Toddlers
Toddlers are terrific, but it's in their nature to test your limits as a parent. They are curious, constantly on the go, persistent, easily frustrated with rules and crazy for your attention (even if it's negative attention). Many loving parents loathe the thought of their child being unhappy with them. Setting boundaries will make them temporarily unhappy, but eternally grateful. Establishing limits now is much easier than trying to lay down the law later in life.
Set boundaries
The happiest young children are those who have the freedom to live and explore within very clear, consistent boundaries. Create a very short list of absolute no-nos. This includes aggressive behavior (biting, hitting, kicking) or dangerous activities (climbing up a bookshelf, for example). Remember to keep it simple - too many rules can overwhelm a young child.
Try time outs
When one of these no-nos occur, you should immediately and consistently make a frown, use a calm but clear voice and say: "No (biting). Time out." Then remove the child from the situation and place them in a safe place (a playpen in a quiet room works well). Do this without further lecturing. Then walk away for a minute or two. When the "time out" is over, provide her with a new activity. Repeat this whenever the undesirable behavior occurs. Almost certainly, within a few days, she will give up and find some new annoying thing to do.

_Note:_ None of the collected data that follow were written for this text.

PR #1558, opened 2018-11-21
Fixed bug where Empirical.mean() and Empirical.variance() could return nan

adam-coogan:
Fixed bug in https://github.com/uber/pyro/issues/1548.

Previously, `Empirical.mean()` and `Empirical.variance()` returned `nan` if the largest sample probability was rounded to zero. The `Empirical._weighted_mean()` helper now normalizes by dividing by the sum of the sample probabilities, with an algebraic simplification to avoid multiplying by `max_val.exp()`. A simple test was added to verify the bug has been fixed.

The same `_weighted_mean()` and usage pattern appeared in two other files, which have been similarly corrected.

### DIFF
--- a/examples/rsa/search_inference.py
+++ b/examples/rsa/search_inference.py
@@ -125,12 +125,10 @@ class HashingMarginal(dist.Distribution):
             return d
 
     def _weighted_mean(self, value, dim=0):
-        weights = self._dist_and_values()[0].logits
-        for _ in range(value.dim() - 1):
-            weights = weights.unsqueeze(-1)
-        max_val = weights.max(dim)[0]
-        normalization = (value.new_tensor([1.]) * (weights - max_val.unsqueeze(-1)).exp()).sum(dim=dim)
-        return (value * (weights - max_val.unsqueeze(-1)).exp()).sum(dim=dim) / normalization
+        weights = self._log_weights.reshape([-1] + (value.dim() - 1) * [1])
+        max_weight = weights.max(dim=dim)[0]
+        relative_probs = (weights - max_weight).exp()
+        return (value * relative_probs).sum(dim=dim) / relative_probs.sum(dim=dim)
 
     @property
     def mean(self):
--- a/examples/rsa/search_inference.py
+++ b/examples/rsa/search_inference.py
@@ -6,18 +6,18 @@ Adapted from: http://dippl.org/chapters/03-enumeration.html
 
 from __future__ import absolute_import, division, print_function
 
+import collections
+
+import six
 import torch
+from six.moves import queue
 
 import pyro
 import pyro.distributions as dist
 import pyro.poutine as poutine
-
 from pyro.infer.abstract_infer import TracePosterior
 from pyro.poutine.runtime import NonlocalExit
 
-import six
-from six.moves import queue
-import collections
 if six.PY3:
     import functools
 else:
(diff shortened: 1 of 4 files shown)


examples/rsa/search_inference.py
```diff
@@ -129,18 +129,19 @@ def _weighted_mean(self, value, dim=0):
         for _ in range(value.dim() - 1):
             weights = weights.unsqueeze(-1)
         max_val = weights.max(dim)[0]
```
fritzo: Hmm the original code looks suspicious to me, in that we're calling `.max(dim)` but then `unsqueeze(-1)`. Shouldn't we instead `.max(dim=dim, keepdim=True)`? (also eliminating common subexpressions:)
```py
max_val = weights.max(dim, keepdim=True)[0]
probs = (weights - max_val).exp()
return (value * probs).sum(dim=dim) / probs.sum(dim=dim)
```
(BTW thanks for this fix, and sorry to bog down review with cleanup that's not entirely related to your PR!)

tests/distributions/test_empirical.py
```diff
@@ -86,3 +86,10 @@ def test_weighted_mean_var(event_shape, dtype):
         with pytest.raises(ValueError):
             empirical_dist.mean
             empirical_dist.variance
+
```
neerajprad: You'll need another line here to get the lint test to pass (you could run `make lint` to see if there are any other linting issues).

adam-coogan: Thanks, oops, thought I'd done that.

examples/rsa/search_inference.py
adam-coogan: Good call on `probs = ...`!

Due to pytorch's broadcasting that doesn't work, and I don't think `keepdim` has an effect. The original `unsqueeze()` calls are used to add `value.dim()-1` singleton dimensions to `weights`, ensuring that it aligns with `value` along dimension 0. Maybe it'd be a bit cleaner to write:

```python
weights = weights.reshape([-1] + (value.dim() - 1) * [1])
```

?

neerajprad: I think the unsqueezes or reshapes are needed, but the remaining can be changed as per @fritzo's suggestion (which you already did, I see). 

> I am also curious whether there's a reason for _weighted_mean() to have the dim argument.

I think it was put in to support the possibility of multiple chains, with `dim=0` corresponds to the chain, but it will likely need other fixes to work correctly.

examples/rsa/search_inference.py
```diff
@@ -129,18 +129,19 @@ def _weighted_mean(self, value, dim=0):
...
-        return max_val.exp() * (value * (weights - max_val.unsqueeze(-1)).exp()).sum(dim=dim)
+        normalization = (value.new_tensor([1.]) * (weights - max_val.unsqueeze(-1)).exp()).sum(dim=dim)
```
neerajprad: Can we simplify this too as below?

examples/rsa/search_inference.py
fritzo: Thanks for explaining!

neerajprad:
@adam-coogan - Are you using `EmpiricalMarginal` directly, or via other algorithms like SVI, HMC? The reason I ask is because we might be making a few changes that will affect the interface (in #1557), but these are internal changes and shouldn't affect the public API.

adam-coogan:
I don't think so. Eventually I'll be implementing reversible jump MCMC. I've been trying to familiarize myself with pyro by different inference algorithms to a Gaussian mixture model and came across this issue.

examples/rsa/search_inference.py
adam-coogan: Ok, I've pushed a version using `reshape()`. `_weighted_mean()` will break if `dim != 0`, but I guess I'll leave it as is given @neerajprad's comment.

adam-coogan:
Yeah, happy to contribute, thanks for the reviews!

ahmadsalim:
This is great, I was just experiencing the bug myself before I saw the PR! Thanks!

PR #1559, opened 2018-11-21
Add example of a neural hmm

fritzo:

## Tested

- [x] added to tests/test_examples.py


examples/hmm.py
```diff
@@ -212,6 +213,70 @@ def model_4(sequences, lengths, args, batch_size=None, include_prior=True):
...
+        self.data_dim = data_dim
+        super(TonesGenerator, self).__init__()
+        self.x_to_hidden = nn.Linear(args.hidden_dim, args.nn_dim)
+        self.y_to_hidden = nn.Linear(args.nn_channels * data_dim, args.nn_dim)
+        self.conv = nn.Conv1d(1, args.nn_channels, 3, padding=1)
+        self.hidden_to_logits = nn.Linear(args.nn_dim, data_dim)
+        self.relu = nn.ReLU()
+
+    def forward(self, x, y):
+        if y.dim() < 2:
```
martinjankowiak: can we have some comments about one_hot, broadcasting in hidden state, etc.?

martinjankowiak: why `y.dim()` check?

examples/hmm.py
```diff
@@ -286,6 +351,8 @@ def main(args):
     parser.add_argument("-n", "--num-steps", default=50, type=int)
     parser.add_argument("-b", "--batch-size", default=8, type=int)
     parser.add_argument("-d", "--hidden-dim", default=16, type=int)
+    parser.add_argument("-nn", "--nn-dim", default=48, type=int)
```
martinjankowiak: please fix or remove `capacity` bit

fritzo: Hmm I believe this should still be a correct computation of capacity, i.e. the total number of parameters. Can you explain in person?

eb8680:
@fritzo @martinjankowiak is this good to merge?

PR #1564, opened 2018-11-24
Implement ubersum adjoint algorithms: map, sample, marginal

fritzo:
Pair coded with @eb8680 

This PR implements backward algorithms for `ubersum()` to accomplish a few tasks that were previously accomplished by more complex, much more expensive means.

Before this PR, `ubersum()` supported only the `LogRing` backend, which could propagate probabilities to a single target plate. This PR adds three new backends (at both the lower `einsum()` level, and the higher `ubersum()` level):
- **Marginal:** this can be used to compute marginals simultaneously at all sample sites, reducing the complexity of guide-to-model enumeration from quadratic to linear in the the tree size (e.g. hmm length).
- **MAP:** this can be used to compute a joint MAP estimate at all enumerated sample sites. This is needed for serving e.g. Viterbi estimates from CRF and HMM models.
- **Sample:** this can be used to compute joint samples at all enumerated sample sites. This is useful for e.g. querying TreeCat models.

Note that this PR only implements low-level `ubersum()` machinery. It is left for subsequent PRs to integrate this machinery into `TraceEnum_ELBO`, `CollapseMessenger`, etc. After these subsequent refactoring PRs, we should be able to delete much of our `shared_intermediates` logic, much of our caching code, and all of `pyro.ops.einsum.paths`.

## Design

These  backward (aka adjoint) algorithms are implemented very similar to PyTorch autograd adjoint algorithms:
1. we call `requires_backward(x)` on inputs `x` whose backward results we want, similar to PyTorch's `x.requires_grad_()`
2. we run a forward computation via `result = ubersum(...)`
3. we run a backward computation via `result._pyro_backward()`, similar to PyTorch's `.backward()`
4. we extract results from each input via an attribute `x._pyro_backward_result`, similar to PyTorch's `x.grad`

## Tested

- [x] einsum tests for Marginal
- [x] einsum tests for MAP
- [x] einsum tests for Sample
- [x] ubersum tests for Marginal
- [x] ubersum tests for MAP
- [x] ubersum tests for Sample

### DIFF
--- a/pyro/ops/contract.py
+++ b/pyro/ops/contract.py
@@ -379,7 +379,7 @@ def ubersum(equation, *operands, **kwargs):
     # Compute outputs, sharing intermediate computations.
     results = []
     with shared_intermediates(cache) as cache:
-        ring = Ring(cache)
+        ring = Ring(cache, dim_to_size=dim_to_size)
         for output in outputs:
             sum_dims = set(output).union(*inputs) - set(batch_dims)
             term = contract_to_tensor(tensor_tree, sum_dims,
--- a/pyro/ops/contract.py
+++ b/pyro/ops/contract.py
@@ -76,7 +76,8 @@ def _contract_component(ring, tensor_tree, sum_dims, target_dims):
     This function should be deterministic.
     This function has side-effects: it modifies ``tensor_tree``.
 
-    :param Ring ring: an algebraic ring defining tensor operations.
+    :param pyro.ops.rings.Ring ring: an algebraic ring defining tensor
+        operations.
     :param OrderedDict tensor_tree: a dictionary mapping ordinals to lists of
         tensors. An ordinal is a frozenset of ``CondIndepStack`` frames.
     :param set sum_dims: the complete set of sum-contractions dimensions
@@ -206,6 +207,8 @@ def contract_to_tensor(tensor_tree, sum_dims, target_ordinal=None, target_dims=N
         preserved in the result.
     :param dict cache: an optional :func:`~opt_einsum.shared_intermediates`
         cache.
+    :param pyro.ops.rings.Ring ring: an optional algebraic ring defining tensor
+        operations.
     :returns: a single tensor
     :rtype: torch.Tensor
     """
--- a/pyro/ops/contract.py
+++ b/pyro/ops/contract.py
@@ -158,6 +158,8 @@ class LogRing(Ring):
     Dims are characters (string or unicode).
     Ordinals are frozensets of characters.
     """
+    _backend = 'pyro.ops.einsum.torch_log'
+
     def __init__(self, cache=None, dim_to_size=None):
         super(LogRing, self).__init__(cache=cache)
         self._dim_to_size = {} if dim_to_size is None else dim_to_size
@@ -166,7 +168,7 @@ class LogRing(Ring):
         inputs = [term._pyro_dims for term in terms]
         output = ''.join(sorted(set(''.join(inputs)) - set(dims)))
         equation = ','.join(inputs) + '->' + output
-        term = contract(equation, *terms, backend='pyro.ops.einsum.torch_log')
+        term = contract(equation, *terms, backend=self._backend)
         term._pyro_dims = output
         return term
 
@@ -195,6 +197,29 @@ class LogRing(Ring):
         result._pyro_dims = term._pyro_dims
         self._cache[key] = result
         return result
+
+
+class MapRing(LogRing):
+    """
+    Ring of forward-maxsum backward-argmax operations.
+    """
+    _backend = 'pyro.ops.einsum.torch_map'
+    # TODO implement product backward
+
+
+class SampleRing(LogRing):
+    """
+    Ring of forward-sumproduct backward-sample operations in log space.
+    """
+    _backend = 'pyro.ops.einsum.torch_sample'
+    # TODO implement product backward
+
+
+_BACKEND_TO_RING = {
+    'pyro.ops.einsum.torch_log': LogRing,
+    'pyro.ops.einsum.torch_map': MapRing,
+    'pyro.ops.einsum.torch_sample': SampleRing,
+}
 
 
 def _partition_terms(ring, terms, dims):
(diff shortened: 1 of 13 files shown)


pyro/ops/rings.py
```diff
@@ -0,0 +1,242 @@
...
+from pyro.ops.einsum.adjoint import Backward
+
+
+def _finfo(tensor):
+    # This can be replaced with torch.finfo once it is available
+    # https://github.com/pytorch/pytorch/issues/10742
+    return np.finfo(torch.empty(torch.Size(), dtype=tensor.dtype, device="cpu").numpy().dtype)
+
+
+@add_metaclass(ABCMeta)
```
fritzo: This class was moved verbatim from contract.py

pyro/ops/rings.py
```diff
@@ -0,0 +1,242 @@
...
+        term_sum = self.sumproduct([term], dims)
+        global_part = self.product(term_sum, ordinal)
+        local_part = self.sumproduct([term, self.inv(term_sum)], set())
+        assert local_part._pyro_dims == term._pyro_dims
+        result = global_part, local_part
+        self._cache[key] = result
+        return result
+
+
+class LogRing(Ring):
```
fritzo: This class was moved verbatim from contract.py

pyro/ops/einsum/util.py
```diff
@@ -0,0 +1,74 @@
...
+    """
+    Creates a tensordot implementation from an einsum implementation.
+    """
+    def __init__(self, einsum):
+        self.einsum = einsum
+
+    # Copyright (c) 2014 Daniel Smith
+    # This function is copied and adapted from:
+    # https://github.com/dgasmith/opt_einsum/blob/a6dd686/opt_einsum/backends/torch.py
+    def __call__(self, x, y, axes=2):
```
fritzo: This method was moved nearly verbatim from torch_log.py; it has merely been wrapped in a class.

pyro/ops/einsum/torch_map.py
```diff
@@ -0,0 +1,54 @@
...
+
+import operator
+
+from six.moves import reduce
+
+from pyro.ops import packed
+from pyro.ops.einsum.adjoint import Backward, einsum_backward_sample, transpose, unflatten
+from pyro.ops.einsum.util import Tensordot
+
+assert transpose  # pacify flake8
```
neerajprad: nit: We have used `# noqa F403` to pacify flake8's import not used error in other modules. Can we use the same idiom?

pyro/ops/einsum/adjoint.py
```diff
@@ -0,0 +1,142 @@
...
+    if hasattr(a, '_pyro_backward'):
+        result._pyro_backward = _TransposeBackward(a, axes)
+        result._pyro_name = getattr(a, '_pyro_name', '?') + "'"
+    return result
+
+
+def einsum_backward_sample(operands, sample1, sample2):
+    """
+    Cuts down samples to pass on to subsequent steps.
+    This is used various in ``_EinsumBackward.__call__()`` methods.
```
neerajprad: typo - `in various`

pyro/ops/einsum/torch_marginal.py
```diff
@@ -0,0 +1,53 @@
...
+    result = pyro.ops.einsum.torch_log.einsum(equation, *operands)
+
+    if any(hasattr(x, '_pyro_backward') for x in operands):
+        result._pyro_backward = _EinsumBackward(equation, operands)
+    return result
+
+
+tensordot = Tensordot(einsum)
+
+__all__ = ["transpose", "einsum", "tensordot"]
```
neerajprad: I think `flake8` should recognize this usage pattern. What version are you using?

pyro/ops/einsum/adjoint.py
```diff
@@ -0,0 +1,142 @@
...
+        target = self.target()
+        target._pyro_backward_result = message
+        return ()
+
+
+def require_backward(tensor):
+    """
+    Marks a tensor as a leaf in the adjoint graph.
+    """
+    tensor._pyro_backward = _LeafBackward(tensor)
```
neerajprad: Just for my understanding - is the backward pass repeated when we call `_pyro_backward()` twice? Would it ever be beneficial to cache it?

pyro/ops/contract.py
```diff
@@ -355,7 +186,7 @@ def contract_tensor_tree(tensor_tree, sum_dims, cache=None):
 
 
 def contract_to_tensor(tensor_tree, sum_dims, target_ordinal=None, target_dims=None,
-                       cache=None, dim_to_size=None):
+                       cache=None, ring=None):
```
neerajprad: We should update the docstring with the `ring` kwarg.

pyro/ops/einsum/torch_map.py
fritzo: I dislike the noqa F403 for two reasons:
1. it is ambiguous in that only one of the imports is unused here (`transpose`), and `noqa` allows other extraneous imports on the same `import` line
2. on long import lines that are wrapped, the `#noqa f403` can end up appearing on only one line, indeed in this PR appeared on a line different from the `transpose` it was intended to block

But I'll concede if you feel strongly that `f403` is a better solution 😄

pyro/ops/einsum/adjoint.py
fritzo: Yes it should be repeated; the caching should happen at the `opt_einsum.shared_intermediates` layer. I haven't verified that this works yet, since I haven't needed to rely on it.

pyro/ops/einsum/torch_map.py
fritzo: Nevermind, it looks like `__all__ = ...` works fine. Thanks for suggesting!

neerajprad: I don't feel strongly at all, and your reasons are all valid, but it will be nice to maintain consistency whichever way it is. Also, you might not even need it (I think flake8 picks up `__all__` usage e.g. in `distributions.__init__`).

pyro/ops/einsum/adjoint.py
neerajprad: Got it, thanks for explaining!

PR #1571, opened 2018-11-27
Fix build timeout due to dataset download issues

neerajprad:
The [build](https://travis-ci.org/uber/pyro/jobs/460036655) on the `pytorch-1.0` branch seems to be timing out very frequently in `test_examples`. It seems that the issue is simply that the download for the MNIST dataset is timing out or is being throttled. 

I have uploaded the dataset to our S3 bucket instead, and patched `torchvision.datasets.MNIST` to use these URLs. I have moved the very useful `patch` decorator to `utils` (which @fritzo might not approve of). Will merge this into the pytorch-1.0 branch if the change is approved.


pyro/contrib/examples/util.py
```diff
@@ -2,9 +2,23 @@
...
 import torchvision.datasets as datasets
 from torch.utils.data import DataLoader
 from torchvision import transforms
+from torchvision.datasets import MNIST
+
+from pyro.util import patch_dependency
+
+
+@patch_dependency('torchvision.datasets.MNIST', torchvision)
+class _MNIST(MNIST):
```
fritzo: Just to be safe in the presence of Jupyter notebook autoreloads , I'd recommend:
```py
class _MNIST(getattr(MNIST, '_pyro_unpatched', MNIST)):
```

pyro/util.py
```diff
@@ -342,3 +342,22 @@ def deep_getattr(obj, name):
     Throws an AttributeError if bad attribute
     """
     return functools.reduce(getattr, name.split("."), obj)
+
+
+def patch_dependency(target, root_module=torch):
```
fritzo: This introduces a cyclic dependency, since pyro.poutine depends on pyro.distributions depends on pyro.util depends on pyro.poutine. Could we keep this in pyro.distributions (which should not depend on anything outside of distributions), say in pyro.distributions.util or a new module pyro.distributions.patch?

neerajprad:
Thanks for reviewing! This can be merged into pytorch-1.0 branch.

pyro/util.py
fritzo: Thanks. I'm not sure how much of an issue it actually is, but I'd like to avoid any potential issues combining cyclic dependencies with hot patching :smile:

Issue #269, opened 2017-10-16
lift to memoize samples


jpchen:
taken from #266 :
lift doesn't quite work properly when param is called with the same name twice in a stochastic function. This is not allowed for sample but is currently fine to do with param, since the second call just retrieves the same value from the parameter store.

eb8680:
@jpchen this seems like an easy fix, do you want to get this into 0.3?

jpchen:
yeah i can do this, it's not a release blocker though.

PR #1576, opened 2018-11-28
memoize sample statements in lift

jpchen:
Addresses #269

Essentially this PR memoizes repeated `param` statements when wrapped by `lift`.  Added a simple sanity test.


pyro/poutine/lift_messenger.py
```diff
@@ -28,6 +28,7 @@ def __init__(self, prior):
         """
         super(LiftMessenger, self).__init__()
         self.prior = prior
+        self._samples_cache = {}
```
eb8680: You should also clear `self._samples_cache` in `__enter__` and `__exit__`

Issue #1554, opened 2018-11-20
Create mini-version of Pyro for didactic purposes


fritzo:
The Architecture of Open Source Applications project hosts tiny educational versions of many pieces of software https://github.com/aosabook/500lines (recommended reading!). I think it would be helpful to have a similar examples/mini_pyro.py to demonstrate how e.g. how Pyro's effects library works.

## Tasks

- [x] #1553 `trace`, `replay`, `SVI`, `elbo`, and a simple example
- [x] #1578 rendered version on pyro.ai
- [x] #1583 comments throughout the file
- [x] #1589 `plate` with broadcasting
- [ ] #1599 `block` (@eb8680)

---- triaged ----
- ~~enumeration~~
- ~~`markov`~~

## Budget

All of pyro plus comments plus an example should fit into:
- 500 lines of code
- ~~1 single python file~~ 2 python files = 1 for example + 1 for library

PR #1578, opened 2018-11-28
Split minipyro into contrib + example

fritzo:
Addresses #1554 

This splits `examples/mini_pyro.py` into `examples/minipyro.py` + `pyro/contrib/minipyro`.

Note this PR does not add any docstrings; that is deferred to a follow-up PR.

### Pros:
- The contrib/minipyro.py package will now show up on docs.pyro.ai
- Users can `import pyro.contrib.minipyro as pyro` to try out the minimal version (e.g. for debugging)
- The example is now tested on both mini and full pyro :smile:

### Cons:
- we no longer locate the example and implementation in the same file.
- it is kind of weird to distribution minipyro with pyro.

## Questions for reviewers

- [ ] Does this seem reasonable?

## Tested

- [x] added test to tests/test_examples.py


tutorial/source/mini_pyro.py
```diff
@@ -0,0 +1 @@
+../../examples/mini_pyro.py
```
jpchen: does this build with `make html`?

fritzo: oops no, I accidentally left a stray simlink; will delete...

fritzo:
ready to merge

PR #1582, opened 2018-11-29
[Do not merge; Testing] Reintroduce reshaped dist to check perf regression

neerajprad:
Refer to the discussion in #1544. This may not be needed for all distributions but I want to get our CI runtimes with this change. cc. @fehiepsi

### DIFF
--- a/pyro/distributions/torch_distribution.py
+++ b/pyro/distributions/torch_distribution.py
@@ -1,12 +1,15 @@
 from __future__ import absolute_import, division, print_function
 
+import numbers
+
 import torch
 from torch.distributions import biject_to, constraints, transform_to
 from torch.distributions.kl import kl_divergence, register_kl
 
 import pyro.distributions.torch
 from pyro.distributions.distribution import Distribution
-from pyro.distributions.util import broadcast_shape, scale_and_mask
+from pyro.distributions.score_parts import ScoreParts
+from pyro.distributions.util import broadcast_shape, scale_and_mask, sum_rightmost
 
 
 class TorchDistributionMixin(Distribution):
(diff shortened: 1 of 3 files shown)


pyro/distributions/torch_distribution.py
```diff
@@ -221,6 +254,142 @@ def check(self, value):
...
+
+    def sample(self, sample_shape=torch.Size()):
+        return self.base_dist.sample(sample_shape + self.sample_shape)
+
+    def rsample(self, sample_shape=torch.Size()):
+        return self.base_dist.rsample(sample_shape + self.sample_shape)
+
+    def log_prob(self, value):
+        shape = broadcast_shape(self.batch_shape, value.shape[:value.dim() - self.event_dim])
+        return sum_rightmost(self.base_dist.log_prob(value), self.reinterpreted_batch_ndims).expand(shape)
```
fehiepsi: This should be the way to do! Expand parameters first, then computing log_prob might be ineffective if log_prob contains expensive operators.

cc @fritzo for a throughout discussion about this problem

fehiepsi:
I know the bug. Will make a PR at pytorch soon.

neerajprad:
> I know the bug. Will make a PR at pytorch soon.

The PR will likely not make it into release. So could you patch the mvn distribution in `torch.py` in Pyro as well?

neerajprad:
> Sounds great, thanks @fehiepsi.

pyro/distributions/torch_distribution.py
neerajprad: At a primary glance, it doesn't seem like we should be introducing the ReshapedDistribution back, but instead patch the mvn and lowrank mvn distributions, as you have done below. I'll gather a few test statistics and close this PR.

neerajprad:
Closing this, as #1588 resolves the slowdown with a change localized to mvn rather than reintroducing `ReshapedDistribution`.

PR #1814, opened 2019-04-07
DeepELUFlow

stefanwebb:
This is a new normalizing flow similar to DeepSigmoidalFlow, but replacing the sigmoid function with ELU. It is suggested in the NAF paper but they didn't run any experiments. I have found it to be more flexible than DSF however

Some weeks will be rough, and others will be great.
Never hit
Regardless of how frustrated you get, don't hit your child. Research shows that children who are hit by grown-ups become hitters themselves. Now is the time to choose better means of discipline.
Offer praise
Remember, it's not easy being corrected all day, so if you're finding yourself in conflict with your child most of the time, try to get to a more positive place. A helpful rule of thumb: 90 percent of what you say to your toddler should be praise. The more praise he gets, the more he will listen and the better he will feel about himself. Thus, he will be more likely to behave. Praise anything that isn't misbehavior ("Great job standing there, Jack"). Tell your child how much you love him, and tell him often. Remind him that even when his behavior is bad, he is great.
Be consistent
Remember, you are the parent. Don't let your toddler run your household. With humor and consistency, your effort in establishing effective discipline for your child will pay off by the time they are about 4 years old. By which time, you will have a happy, well-adjusted child who offers fewer challenges.